A few weeks ago Chrysler declared bankruptcy. Under normal circumstances the bankruptcy law of this nation would have been upheld and the assets of Chrysler would have been sold off and all proceeds would have been allocated to the bond holders (debt holders) until their principal investment was completely repaid. After the bond holders’ secured claims (secured by the assets of the company) were repaid, the remaining proceeds from the sale of Chrysler’s assets would trickle down to the unsecured claims and eventually to the equity holders.

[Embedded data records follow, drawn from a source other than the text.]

PR #3849, opened 2022-12-15
Fix deletion of default submission meta attributes in config

gchhablani:
This PR fixes an error in the support of deletion of default submission meta attributes through challenge configuration.


Ram81 (approved):
LGTM

PR #3851, opened 2022-12-20
[BugFix] Fix worker scaling management

matthew-so:
This pull request fixes the sole remaining issue(s) with worker scaling management through the EvalAI UI. To date, these are:

1. The UI not properly displaying the current worker configuration


apps/challenges/aws_utils.py
```diff
@@ -664,6 +664,7 @@ def scale_resources(challenge, worker_cpu_cores, worker_memory):
             challenge.task_def_arn = None
             challenge.save()
         else:
+            response["Error"] = "Scaling worker not supported for inactive worker. Full error:\n" + response["Error"]
```
Ram81, line 667: Change message to `Scaling inactive workers not supported`

frontend/src/js/controllers/challengeCtrl.js
```diff
@@ -1639,7 +1639,7 @@
             };
             parameters.callback = {
                 onSuccess: function() {
-                    $rootScope.notify("success", "Evaluation worker resources scaled successfully");
+                    $rootScope.notify("success", "Evaluation worker resources scaled successfully. Please wait until the old worker is stopped and the new worker starts before making further changes.");
```
Ram81, line 1642: Change message to `Evaluation worker resources scaled successfully.`

Ram81 (changes requested):

apps/challenges/aws_utils.py
matthew-so: Done

frontend/src/js/controllers/challengeCtrl.js
matthew-so: Done

Ram81 (approved):

PR #3853, opened 2022-12-23
[BugFix] Leaderboard Watermark

matthew-so:
The leaderboard watermark has been corrected so that it appears on leaderboards.
Screenshot 2022-12-23 at 00-33-49 EvalAI Evaluating state of the art in AI


frontend/src/views/web/challenge/leaderboard.html
```diff
@@ -76,7 +76,7 @@ <h5 class="w-300">Leaderboard</h5>
                         </div>
                     </div>
                 </div>
-                <table ng-if="challenge.isResult && challenge.leaderboard.length" ng-attr-id="leaderboard_table" ng-class="['highlight', {'watermarked': challenge.showBackground}]">
+                <table ng-if="challenge.isResult && challenge.leaderboard.length" ng-attr-id="leaderboard_table" ng-class="['highlight', 'watermarked']">
```
Ram81, line 79: @matthew-so this will enable it for both prod and staging right? We only want this change on staging for now. Can you please fix the check?

Ram81 (changes requested):

frontend/src/views/web/challenge/leaderboard.html
matthew-so: Right. I'll add showBackground back to challengeCtrl

matthew-so: Fixed

Ram81 (approved):

PR #3858, opened 2022-12-30
[BugFix] Fixed remaining worker scaling bugs

matthew-so:
The following improvements were made:

1. Summaries of error/success messages (no changes made to worker configuration, workers inactive, scaling successful, etc...) now appear in the UI when scaling is attempted.
2. The UI now correctly defaults to showing the worker's existing configuration.
3. Error/success message phrasing has been improved.


apps/challenges/views.py
```diff
@@ -3016,6 +3016,16 @@ def scale_resources_by_challenge_pk(request, challenge_pk):
         return Response(response_data, status=status.HTTP_400_BAD_REQUEST)
 
     challenge = get_challenge_model(challenge_pk)
+    response_data = {
+        "error": "Issue with ECS."
+    }
+    return Response(response_data, status=status.HTTP_503_SERVICE_UNAVAILABLE)
```
Ram81, line 3022: You are calling return here so the code after this will never get executed. Is this a indentation bug?

apps/challenges/aws_utils.py
```diff
@@ -638,9 +638,8 @@ def scale_resources(challenge, worker_cpu_cores, worker_memory):
     client = get_boto3_client("ecs", aws_keys)
 
     if challenge.worker_cpu_cores == worker_cpu_cores and challenge.worker_memory == worker_memory:
-        message = "Worker cores and memory were not modified."
         return {
-            "Error": message,
+            "IsWorkerConfigModified": True,
```
Ram81, line 642: Can you instead send `"Success": True, "message" : "Worker scaled successfully!"`

apps/challenges/aws_utils.py
```diff
@@ -663,9 +662,6 @@ def scale_resources(challenge, worker_cpu_cores, worker_memory):
         ):
             challenge.task_def_arn = None
             challenge.save()
-        else:
-            response["Error"] = "Scaling inactive workers not supported"
-            return response
     except ClientError as e:
         logger.exception(e)
         return e.response
```
Ram81, line 667: Sam here send a dict with `"error": True, "message": "Scaling inactive workers not supported"`

apps/challenges/views.py
```diff
@@ -3026,16 +3036,28 @@ def scale_resources_by_challenge_pk(request, challenge_pk):
...
         response = scale_resources(challenge, worker_cpu_cores, worker_memory)
         if response["ResponseMetadata"]["HTTPStatusCode"] != 200:
-            response_data = {
-                "error": "Issue with ECS."
-            }
+            if response.get('Error', {'Message': 'No error', 'Code': 'No error'}).get('Code', 'No error code') == \
+                    'ClientException':
+                response_data = {
+                    "error": "Challenge workers are inactive or do not exist."
+                }
```
Ram81, line 3043: This case won't occur because you are checking `if worker is None` on L3023. We can remove this error response and just send a error message saying `"error": "Scaling worker resources failed!"`

apps/challenges/views.py
```diff
@@ -3026,16 +3036,28 @@ def scale_resources_by_challenge_pk(request, challenge_pk):
...
+                response_data = {
+                    "Success": "The challenge \"{}\"'s worker cores and memory were not "
+                               "modified.".format(challenge.title)
+                }
+            else:
+                response_data = {
+                    "Success": "The challenge \"{}\" has been scaled successfully!".format(
+                        challenge.title
+                    )
+                }
```
Ram81, line 3060: The success message should be `Scaled worker resources successfully!` we don't need to show title of the challenge.

Ram81 (changes requested):

apps/challenges/views.py
matthew-so: I added this case because while testing on staging, the recorded and actual worker counts often became out of sync, leading to the response not matching the actual situation. Doing it like this should help debug these desyncs and fix the cause of these issues.

apps/challenges/aws_utils.py
matthew-so: Done (I'm assuming that this is for the logger)

apps/challenges/aws_utils.py
matthew-so: Error messages here aren't propagated to the user; I decided to change the message in views.py corresponding to this case instead.

apps/challenges/views.py
matthew-so: I used that to test Django. Removed

apps/challenges/aws_utils.py
Ram81: @matthew-so I am saying even if they are not used we should use still follow same schema for each response from this method. We shouldn't introduce new changes to the response message schema. So, basically if we follow the convention of having either a `success` or a `error` key in the response we should stick to that and not add new keys like `IsWorkerConfigModified` Let me know if you have any questions.

matthew-so: Got it, thanks!

matthew-so: Fixed

Ram81 (approved):

PR #3864, opened 2023-01-15
Add auto scaling script for EKS nodegroups

gchhablani:
This PR adds auto-scaling script for EKS nodegroups.

I have exposed the size attributes for the challenges in the serializer in order to use them for scaling the nodegroups up.

Instead of `num_workers` from the challenge, I use `minSize` from `scalingConfig` from the nodegroups using the EKS boto3 client. I manually update it to 0 when there are no messages and it already isn't 0, otherwise I use the `minSize`/`maxSize`/`desiredSize` from the challenge which are exposed in the serializer.

The rest is similar to the worker autoscaling script.


apps/challenges/serializers.py
```diff
@@ -67,7 +67,10 @@ class Meta:
             "created_at",
             "queue",
             "worker_cpu_cores",
-            "worker_memory"
+            "worker_memory",
+            "min_worker_instance",
+            "max_worker_instance",
+            "desired_worker_instance"
```
Ram81, line 73: You didn't have to modify the relevant test for this to pass CI?

scripts/monitoring/auto_scale_eks_nodes.py
```diff
@@ -0,0 +1,267 @@
...
+utc = pytz.UTC
+NUM_PROCESSED_SUBMISSIONS = "num_processed_submissions"
+NUM_SUBMISSIONS_IN_QUEUE = "num_submissions_in_queue"
+PROMETHEUS_URL = os.environ.get(
+    "MONITORING_API_URL", "https://monitoring-staging.eval.ai/prometheus/"
+)
+
+PROD_INCLUDED_CHALLENGE_QUEUES = [
+    "habitat-rearrangement-challenge-2022-1820-production-e900ef02-eeb1-439a-b4a4-833",
+    "habitat-challenge-2022-1615-production-be08fce5-72a7-40bc-aa2e-4df7b3380a8a",
```
Ram81, line 25: Can we also add habitat challenge 2021 to this list?

scripts/monitoring/auto_scale_eks_nodes.py
```diff
@@ -0,0 +1,267 @@
...
+    environment_suffix = "{}-{}".format(challenge["id"], ENV)
+    nodegroup_name = "{}-{}-nodegroup".format(
+        challenge["title"].replace(" ", "-")[:20], environment_suffix
+    )
+    return nodegroup_name
+
+
+def get_eks_meta(challenge):
+    # TODO: Check if eks_client should be a global thing. Clients must have an expiry/timeout.
+    # Maybe it is better to re-create for every challenge. Not sure about this.
```
Ram81, line 89: Can we resolve this comment?

Ram81 (changes requested):
How was this PR tested?

scripts/monitoring/auto_scale_eks_nodes.py
gchhablani: @Ram81
I am adding separate lists for challenges on both prod and staging to handle the `ENV=dev` case.

apps/challenges/serializers.py
gchhablani: I will modify the test.

scripts/workers/code_upload_submission_worker.py
```diff
@@ -3,16 +3,15 @@
...
 
-
-from worker_utils import EvalAI_Interface
-
+import yaml
 from kubernetes import client
-
 # TODO: Add exception in all the commands
 from kubernetes.client.rest import ApiException
+from worker_utils import EvalAI_Interface
```
Ram81, line 12: Why do you need the EvalAI_Interface here?

Ram81 (changes requested):

scripts/workers/code_upload_submission_worker.py
gchhablani: I do not, I might have added it by mistake. Also will fix the formatting changes due to my version of black.

Ram81 (approved):
LGTM

PR #3871, opened 2023-02-12
Fix statsd increment in code-upload challenges

gchhablani:
This PR fixes the issue of not incrementing of `num_processed_submissions` when the submission is `finished`, `failed` or `cancelled` in case of code-upload challenge workers.

**Note**: I have changed the import order (fixed by isort).


Ram81 (approved):
LGTM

Everyone entered into their contracts with this vision of a bankruptcy in mind. This is how bankruptcy has been handled in this nation for decades. Every bond holder, union, and equity holder was expected to understand that in the case of liquidation (bankruptcy) secured lenders (bond holders) are paid in full first. However, when the Chrysler bankruptcy came down the line President Obama and other members of his Administration decided that this was simply not good enough. They decided that the Bankruptcy Code in the United States was not valid and that contract law was not valid.
After Chrysler declared bankruptcy the Obama Administration set into motion its own vision of how the restructuring and liquidation would work. Instead of Chrysler’s assets being sold off and having the proceeds go directly to the secured lenders, the Obama Administration decided it had a place in the bankruptcy courts and forced the secured lenders to take a dramatic discount on their debt and rescinded their right to liquidate Chrysler’s assets in order to be repaid. Instead, the Obama Administration decided that the United Auto Workers Union, an unsecured lender and therefore second in line to the secured lenders in the case of bankruptcy, would receive a 55% stake in all of Chrysler’s assets as well as a $4.5 billion note from the Chrysler company that would emerge from this mess. Moreover, the Administration granted an 8% ownership stake to the unsecured United States and a 2% stake to Canada. The remaining 35% stake in the assets would be sold to Fiat, an Italian automobile manufacturer (ironic since the entire goal, according to the Obama Administration, is to help American industry).
The only legitimate part this disarray is that the company’s assets would be sold to Fiat. In a normal bankruptcy proceeding there is a strong chance that all of the assets would be sold to one company, or group of companies, and normal business operations would continue. Not wanting to risk this, and — more importantly — not wanting to upset the unions, the Obama Administration broke the law of the United States and has shown clearly that the Executive Branch has adopted complete, autonomous control. That was, however, until Supreme Court Justice Ruth Bader Ginsburg stepped in yesterday and put a hold on the deal. This injunction will allow the Supreme Court time to decide if it will hear an Appeal from Indiana Pension companies regarding the restructuring of Chrysler.
My politics and my idea of justice are not always perfectly aligned with Justice Ginsburg, but in this case she is a holy saint. Always wanting to help out the common man, Justice Ginsburg has realized that the ones that are truly hurt in this are the people that hold Chrysler debt in their retirement funds and other investment vehicles. Those people include teachers, firemen, policemen and many other middle-class, hard-working individuals. In this whole mess designed to coddle the United Autoworkers Union (UAW), many people in a far worse financial situation than auto-workers are being told that the money they have lent Chrysler is no good and that the Obama Administration will decide how much of a discount they will take on their debt. All the while the Obama Administration bows down and kisses the feet of the UAW offering them a majority stake and a huge note.
The course of action taken by the Executive Branch regarding the Chrysler bankruptcy should not go unnoticed. The laws of the United States – the very laws that have kept our nation’s order for decades – have been disregarded and, instead, a few people have again determined that they are above the law and are more able to decide what is best for each of us than we are able to decide ourselves. Justice Ginsburg has stepped in to at least temporarily delay this Administration’s attempt to be rid of contract law and bankruptcy law and I applaud her for it.